Professors
The goals will focus on:
Know the key concepts and bases of the information models necessary to understand the role of the existing profiles around an information system and its exploitation.
Have the broadest possible view of the different informational architectures, both those already existing and established in the business market, and the new disruptive visions based on the new available technologies.
Learn to collect, transform and process information based on its origin, volume, format and periodicity of analysis.
Understand the different forms of Data Governance in order to understand the contribution to the day-to-day work of a Data Scientist.
1. Key concepts and bases of information models
1.1. History of Databases
1.2. Key figures around informational systems (Data Science, Data Analyst, Product Owner, etc.)

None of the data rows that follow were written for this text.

PR #2060, opened 2017-05-18
Don't reuse llvm_module for compiling to assembly, bitcode

dpalermo:
Reusing the llvm_module is effectively optimizing the generated code
a second (or third) time producing assembly & bitcode that doesn't
match the object code.  By starting with a fresh copy of the llvm
module for each compile to step, the generated code matches between
all targets.

PR #7329, opened 2023-02-08
Fixes for top-of-tree LLVM

steven-johnson:
Note that there will likely be subsequent changes/fixes to LLVM_Output.cpp; this is a quick fix to get buildbots unbroken.

### DIFF
--- a/src/LLVM_Headers.h
+++ b/src/LLVM_Headers.h
@@ -28,7 +28,7 @@
 #include <llvm/ADT/SmallVector.h>
 #include <llvm/ADT/StringMap.h>
 #include <llvm/ADT/StringRef.h>
-#if LLVM_VERSION < 17
+#if LLVM_VERSION < 170
 #include <llvm/ADT/Triple.h>
 #endif
 #include <llvm/ADT/Twine.h>
@@ -83,7 +83,7 @@
 #include <llvm/Support/raw_ostream.h>
 #include <llvm/Target/TargetMachine.h>
 #include <llvm/Target/TargetOptions.h>
-#if LLVM_VERSION >= 17
+#if LLVM_VERSION >= 170
 #include <llvm/TargetParser/Triple.h>
 #endif
 #include <llvm/Transforms/IPO.h>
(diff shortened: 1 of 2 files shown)


abadams (approved):

steven-johnson:
Some comments from LLVM folks that I don't know how to answer, but maybe @abadams does:

- `I'm wondering why [createAlwaysInlinerLegacyPass()] needs to be added -- I'd assume that you'd already have optimized the IR by then -- and alwaysinline calls are already inlined`... this code predates my joining Halide, I think, so I dunno. @abadams, any idea?

- `[createStripDeadDebugInfoPass()] probably should be part of the optimization pipeline instead of the codegen pipeline` -- that specific call doesn't exist in top of tree anymore but something similar does, I can try adding it elsewhere

abadams:
> Some comments from LLVM folks that I don't know how to answer, but maybe @abadams does:
> 
> * `I'm wondering why [createAlwaysInlinerLegacyPass()] needs to be added -- I'd assume that you'd already have optimized the IR by then -- and alwaysinline calls are already inlined`... this code predates my joining Halide, I think, so I dunno. @abadams, any idea?

My memory is hazy, but I believe at some point it was necessary to get the runtime alwaysinline functions inlined early enough for other things to work. No idea if that's still the case a decade later.

abadams:
and I have no idea what dead stripping debug info is all about

alexreinking (approved):

steven-johnson:
> My memory is hazy, but I believe at some point it was necessary to get the runtime alwaysinline functions inlined early enough for other things to work. No idea if that's still the case a decade later.

That was present in the first instance of this file in 2014 -- I can't figure out if that was branched/copied from another file prior to that (maybe lost in the History Rewrite Rebase years ago?) -- but it likely doesn't hurt anything, so let's leave it.

> and I have no idea what dead stripping debug info is all about

That was added in https://github.com/halide/Halide/pull/2060 -- based on the comments, it looks like the strip pass was added in an attempt to fix an error, but didn't actually fix it, and (apparently) just got left in? I vote we don't bother trying to re-add it for top-of-tree LLVM and see if it matters, since it looks like it was moot anyway. I'll add a comment to that effect.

1.3. Roles of a Data Scientist and interaction with the rest
1.4. DBMS vs RDBMS (information exploitation concept)
1.5. Theory and practical examples of Relational Models
1.6. Definition and concept of ETL
2. What is information and how do we extract value from it?
2.1. Concept of data and information (from the origin of the data to exploiting information and achieving value)

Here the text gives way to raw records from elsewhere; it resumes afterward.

PR #7330, opened 2023-02-08
Fix a subtle uninitialized-memory-read in Buffer::for_each_value()

steven-johnson:
When we flattened dimensions in for_each_value_prep(), we would copy from one past the end, meaning the last element contained uninitialized garbage. (This wasn't noticed as an out-of-bounds read because we overallocated in structure in for_each_value_impl()). This garbage stride was later used to advance ptrs in for_each_value_helper()... but only on the final iteration, so even if the ptr was wrong, it didn't matter, as the ptr was never used again. Under certain MSAN configurations, though, the read would be (correctly) flagged as uninitialized.

This fixes the MSAN bug, and also (slightly) improves the efficiency by returning the post-flattened number of dimensions, potentially reducing the number of iterations f for_each_value_helper() needed.

### DIFF
--- a/src/runtime/HalideBuffer.h
+++ b/src/runtime/HalideBuffer.h
@@ -2228,7 +2228,6 @@ private:
                 }
                 i--;
                 d--;
-                t[d].extent = 1;
             }
         }
 
--- a/src/runtime/HalideBuffer.h
+++ b/src/runtime/HalideBuffer.h
@@ -2176,6 +2176,9 @@ private:
     template<int N>
     HALIDE_NEVER_INLINE static std::pair<int, bool> for_each_value_prep(for_each_value_task_dim<N> *t,
                                                                         const halide_buffer_t **buffers) {
+        const int dimensions = buffers[0]->dimensions;
+        assert(dimensions > 0);
+
         // Check the buffers all have clean host allocations
         for (int i = 0; i < N; i++) {
             if (buffers[i]->device) {
@@ -2188,11 +2191,6 @@ private:
                        "Buffer passed to for_each_value has no host or device allocation");
             }
         }
-
-        const int dimensions = buffers[0]->dimensions;
-
-        // Caller currently enforces this
-        assert(dimensions > 0);
 
         // Extract the strides in all the dimensions
         for (int i = 0; i < dimensions; i++) {
@@ -2231,11 +2229,12 @@ private:
             }
         }
 
+        // Note that we assert() that dimensions > 0 above
+        // (our one-and-only caller will only call us that way)
+        // so the unchecked access to t[0] should be safe.
         bool innermost_strides_are_one = true;
-        if (dimensions > 0) {
-            for (int i = 0; i < N; i++) {
-                innermost_strides_are_one &= (t[0].stride[i] == 1);
-            }
+        for (int i = 0; i < N; i++) {
+            innermost_strides_are_one &= (t[0].stride[i] == 1);
         }
 
         return {d, innermost_strides_are_one};
--- a/src/runtime/HalideBuffer.h
+++ b/src/runtime/HalideBuffer.h
@@ -2172,9 +2172,10 @@ private:
         }
     }
 
+    // Return pair is <new_dimensions, innermost_strides_are_one>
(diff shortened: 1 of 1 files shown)


src/runtime/HalideBuffer.h
```diff
@@ -2235,26 +2239,30 @@ class Buffer {
...
+                Buffer<>::for_each_value_helper(f, new_dims - 1,
+                                                innermost_strides_are_one,
+                                                t,
+                                                data(), (other_buffers.data())...);
+            }
+            // else fall thru
         }
+
+        // zero-dimensional case
+        f(*data(), (*other_buffers.data())...);
```
abadams, line 2266: This line looks like it runs unconditionally, instead of just for dimensions() == 0

src/runtime/HalideBuffer.h
```diff
@@ -2235,26 +2239,30 @@ class Buffer {
...
-                                            data(), (other_buffers.data())...);
-        } else {
-            f(*data(), (*other_buffers.data())...);
+            auto [new_dims, innermost_strides_are_one] = Buffer<>::for_each_value_prep(t, buffers);
+            if (new_dims > 0) {
+                Buffer<>::for_each_value_helper(f, new_dims - 1,
+                                                innermost_strides_are_one,
+                                                t,
+                                                data(), (other_buffers.data())...);
+            }
```
abadams, line 2261: Should there be a return after the call to for_each_value_helper?

abadams (approved):

src/runtime/HalideBuffer.h
```diff
@@ -2235,26 +2239,30 @@ class Buffer {
             }
         }
 
-        return innermost_strides_are_one;
+        return {d, innermost_strides_are_one};
```
vitalybuka, line 2242: this d can be after d-- on 2226, is this expected?

src/runtime/HalideBuffer.h
```diff
@@ -2219,7 +2223,7 @@ class Buffer {
             }
             if (flat) {
                 t[i - 1].extent *= t[i].extent;
-                for (int j = i; j < d; j++) {
+                for (int j = i; j < d - 1; j++) {
```
vitalybuka, line 2226: t[d-1].extent will be set on line 2231, what is about .stride?

src/runtime/HalideBuffer.h
steven-johnson: Yeah, I forgot to hit 'save' before pushing, I presume you saw the subsequent fix

src/runtime/HalideBuffer.h
steven-johnson: See above

vitalybuka (approved):
Added few comments, but I know nothing about this code.

The patch fixes sanitizer issue we had.

src/runtime/HalideBuffer.h
steven-johnson: Yes, this is deliberate; if we 'flatten' multiple dimensions into one, we want to know the new, smaller number of dimensions.

src/runtime/HalideBuffer.h
steven-johnson: No, we want to leave that alone -- @abadams to confirm.

abadams: Do we still need to set the extent, given that we're not going to iterate over that dimension?

steven-johnson: Oooh, good point. We can probably elide that now. Let me do some hackery to verify.

steven-johnson:
I now have another thing I'm not sure is optimal; this section in for_each_value_prep():

```
        bool innermost_strides_are_one = true;
        if (dimensions > 0) {
            for (int i = 0; i < N; i++) {
                innermost_strides_are_one &= (t[0].stride[i] == 1);
            }
        }
```

I presume the `if (dimensions > 0)` check is just for paranoia? Currently this function should never be called when dimensions == 0 (there's only one caller). I added an `assert()` to indicate this is expected as an invariant.

PR #7334, opened 2023-02-09
Add __restrict to pointer var decls in C backend

steven-johnson:
(Backported from the Xtensa branch -- I suspect that all interesting compilers support __restrict properly at this point, but let's find out)


steven-johnson:
Closing this because the existing __restrict usage that is being backported is almost certainly incorrect (it's marking things as __restrict that should not be).

PR #7338, opened 2023-02-10
C backend: use static_cast<>/reinterpret_cast<> instead of C-style casts

steven-johnson:
Another stylistic change that shouldn't affect object code at all, but IMHO makes the C code a bit easier to read and reason about. (Disclaimer: not sure if this will affect the GPU, etc backends that share this code -- do Cuda et al support this syntax?)

### DIFF
--- a/src/CodeGen_C.cpp
+++ b/src/CodeGen_C.cpp
@@ -143,14 +143,14 @@ inline bool is_finite_f32(float x) {return isfinite(x);}
 inline bool is_finite_f64(double x) {return isfinite(x);}
 
 template<typename A, typename B>
-inline A reinterpret(const B &b) {
+inline A halide_reinterpret_bits(const B &b) {
     static_assert(sizeof(A) == sizeof(B), "type size mismatch");
     A a;
     memcpy(&a, &b, sizeof(a));
     return a;
 }
 inline float float_from_bits(uint32_t bits) {
-    return reinterpret<float, uint32_t>(bits);
+    return halide_reinterpret_bits<float, uint32_t>(bits);
 }
 
 template<typename T>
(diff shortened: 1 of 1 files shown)


src/CodeGen_C.cpp
```diff
@@ -1375,14 +1375,14 @@ string CodeGen_C::print_type(Type type, AppendSpaceIfNeeded space_option) {
...
     if (type.is_handle() || e.type().is_handle()) {
-        // Use a c-style cast if either src or dest is a handle --
+        // Use a reinterpret_cast<> if either src or dest is a handle --
         // note that although Halide declares a "Handle" to always be 64 bits,
         // the source "handle" might actually be a 32-bit pointer (from
-        // a function parameter), so calling reinterpret<> (which just memcpy's)
+        // a function parameter), so calling halide_reinterpret_bits<> (which just memcpy's)
         // would be garbage-producing.
-        oss << "(" << print_type(type) << ")";
+        oss << "reinterpret_cast<" << print_type(type) << ">";
```
abadams, line 1383: I don't think a reinterpret cast is valid here, because the bit-width might change.

abadams:
Doesn't this just make the generated code more verbose? We don't tend to use static_cast inside libHalide so I'm not sure why we'd prefer to generate it.

steven-johnson:
> Doesn't this just make the generated code more verbose? We don't tend to use static_cast inside libHalide so I'm not sure why we'd prefer to generate it.

My theory here was that when generating code, we can select the right cast more appropriately. (Note that this was opened as a draft...)

steven-johnson:
This breaks various GPU backends, and is definitely not worth conditionalizing for that -- closing as a failed experiment.

PR #7340, opened 2023-02-10
Remove Xtensa::compile(LoweredFunc), add Xtensa::preprocess_function_body()

steven-johnson:
This removes a nice chunk of redundant code (and adds some corner cases that were missing from the Xtensa version).

### DIFF
--- a/src/CodeGen_Xtensa.cpp
+++ b/src/CodeGen_Xtensa.cpp
@@ -24,6 +24,8 @@ using std::ostringstream;
 using std::string;
 using std::vector;
 
+namespace {
+
 std::string intrinsic_suffix_for_type(Type t) {
     if (t.is_int() && (t.bits() == 8)) {
         return "2NX8";
@@ -64,6 +66,8 @@ public:
     bool uses_dma = false;
     int max_channel_no = 0;
 };
+
+}  // namespace
 
 void CodeGen_Xtensa::add_platform_prologue() {
     const char *headers = R"INLINE_CODE(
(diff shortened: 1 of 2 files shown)


src/CodeGen_Xtensa.cpp
```diff
@@ -123,186 +127,25 @@ void CodeGen_Xtensa::compile(const Module &module) {
...
-                if (arg.is_buffer()) {
-                    stream << "_buffer";
-                }
-                comma = ", ";
-            }
-            stream << ");\n";
-            close_scope("");
-        }
-    }
+void CodeGen_Xtensa::compile(const LoweredFunc &func, const MetadataNameMap &metadata_name_map) {
```
vksnk, line 131: Why is still needed?

steven-johnson: Without it, we get

```
/Users/srj/GitHub/Halide/src/CodeGen_Xtensa.h:21:10: warning: 'Halide::Internal::CodeGen_Xtensa::compile' hides overloaded virtual function [-Woverloaded-virtual]
    void compile(const Module &module);
         ^
/Users/srj/GitHub/Halide/src/CodeGen_C.h:69:18: note: hidden overloaded virtual function 'Halide::Internal::CodeGen_C::compile' declared here: different number of parameters (2 vs 1)
    virtual void compile(const LoweredFunc &func, const MetadataNameMap &metadata_name_map);
```

(arguably, we should rename these to avoid overloading, to avoid this nonsense -- I may propose that as a followup)

vksnk (approved):

PR #7345, opened 2023-02-13
Fix tuple output bounds checks

### LINKED ISSUE #7343: Apparent write beyond end of buffer in jit-compiled code
The following code writes beyond the end of Buffer r0 inside the JIT-compiled code. Given the schedule, I believe the minimum viable output size is 1024 + 16, starting at -1, not 1024 starting at zero, so it should be failing a bounds check, but it's not.

```
    Var x;
    const int size = 1024;
    Func h;
    h(x) = {0, 0};
    RDom r(0, size);
    h(r) = {h(r - 1)[0], 0};

    Var xo, xi;
    h.split(x, xo, xi, 16, TailStrategy::RoundUp);

    Buffer<int> r0(size);
    Buffer<int> r1(size);
    h.realize({r0, r1});
```

abadams:
Tuple outputs weren't getting appropriate bounds checks due to overzealous culling of uninteresting code in the add_image_checks pass.

Fixes #7343

### DIFF
--- a/src/AddImageChecks.cpp
+++ b/src/AddImageChecks.cpp
@@ -106,11 +106,21 @@ class TrimStmtToPartsThatAccessBuffers : public IRMutator {
     using IRMutator::visit;
 
     Expr visit(const Call *op) override {
-        touches_buffer |= (buffers.count(op->name) > 0);
+        touches_buffer |=
+            (buffers.count(op->name) > 0) ||
+            (buffers.count(op->name + "." + std::to_string(op->value_index)));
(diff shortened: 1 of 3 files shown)


steven-johnson:
https://buildbot.halide-lang.org/master/#/builders/101/builds/56 looks like a real failure

steven-johnson (approved):

abadams:
Note that this adds a missing bounds check, so it's possible that it'll break previously working code that either had non-faulting out-of-bounds accesses or overconservative deduced bounds.

PR #7347, opened 2023-02-14
Change early-bound default args in Python bindings to late-bound

steven-johnson:
In PyBind11, if you specify a default argument for a method, it is evaluated when the Python module is initialized, *not* when the method is called (as you might expect in C++). For defaults that are just constants/literals, this is no big deal, but when calling get_*_target_from_environment, this means it is called at module init time -- also normally not a big deal (since the values ~never change at runtime anyway), with one big exception (no pun intended): if the function throws an exception (e.g. via calling user_assert() or similar), that exception is thrown at Module-initialization time, which is a much more inscrutable crash, and one that is very hard to recover from.

This may seem unlikely, but can happen pretty easily if you set (say) HL_JIT_TARGET=host-cuda (or other gpu) and the given GPU runtime isn't present on the given system; the current behavior is basically "make if impossible for the libHalidePython bindings to run", whereas what we want is "runtime exception thrown when you call the method".

This changes the relevant methods to use `Target()` as the default value, and inside the method wrapper, if the value passed equals `Target()`, it replaces the value with the righ `get_*_target_from_environment()` call.

(This turned up while doing some testing of https://github.com/halide/Halide/pull/6924 on a system without Vulkan available)

This change should probably be backported to the 15.x branch as well.

### DIFF
--- a/python_bindings/src/halide/halide_/PyBuffer.cpp
+++ b/python_bindings/src/halide/halide_/PyBuffer.cpp
@@ -587,27 +587,27 @@ void define_buffer(py::module &m) {
             })
 
             .def(
-                "copy_to_device", [](Buffer<> &b, const Target &t) -> int {
-                    return b.copy_to_device(t);
+                "copy_to_device", [](Buffer<> &b, const Target &target) -> int {
+                    return b.copy_to_device(to_jit_target(target));
                 },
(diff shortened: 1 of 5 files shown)


steven-johnson:
All clean, PTAL

abadams (approved):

2.2. Business Intelligence and how is it understood with Data Science?
23. Big data
2.3.1. ELT vs ETL
2.3.2. Architecture concept
2.4. Types of data architectures
2.4.1. Logic / Technological / Physical
2.4.2. Information environments (DEV, PRO, SandBox, ...)
2.4.3. Concepts DataLake, DWH, etc.
2.5. IA Data Model Architecture
2.5.1. Development
2.5.2. Validation and promotion to PRO (batch and online)
2.5.3. Monitoring
3. Exploit the different types of information
3.1. Structured DB (review and expansion of what has already been seen)
3.2. Semi-structured DB
3.3. Unstructured DB
4. Web Scraping as a data source
4.1. What is Web Scraping?
4.2. Legal aspects
4.3. Tools
5. Cloud Computing for Data Scientist
6. The importance of data traceability and reliability (Data Governance)
Note: Topics can be adjusted and/or modified at the discretion of the master's coordination.
The methodology used combines master classes, student participation, exercises, and practices. For the student, this will involve both individual and group works, as well as conceptual exercises, written exercises, and oral presentations.
This subject will be assessed on a continuous via from exercises, assignments, practices, and presentations in class.
Continuous assessment
This subject will be assessed on a continuous via from exercises, assignments, practices, and presentations in class. The final grade will be a weighting of:
- Practice on a relational information system: 30%
- Practice on unstructured data systems: 30%
- Final work and presentation: 40%
Extraordinary call
The exam and/or works of extraordinary call will be determined from the coordination of the subject.
Copies regulations
The subject is governed by the general regulations of copies of La Salle Campus BCN:
https://www.salleurl.edu/en/copies-regulation
The training activities will be considered to have the following category:
Exercises: moderately significant
Project: highly significant
Final Evaluation: highly significant
The bibliography will be detailed throughout the course:
Class/Lecture notes
Documentation and papers uploaded to Intranet (eStudy)
All class material (presentations, exercises, articles, documents, etc.) will be shared in the subject folder of the La Salle Intranet: eStudy.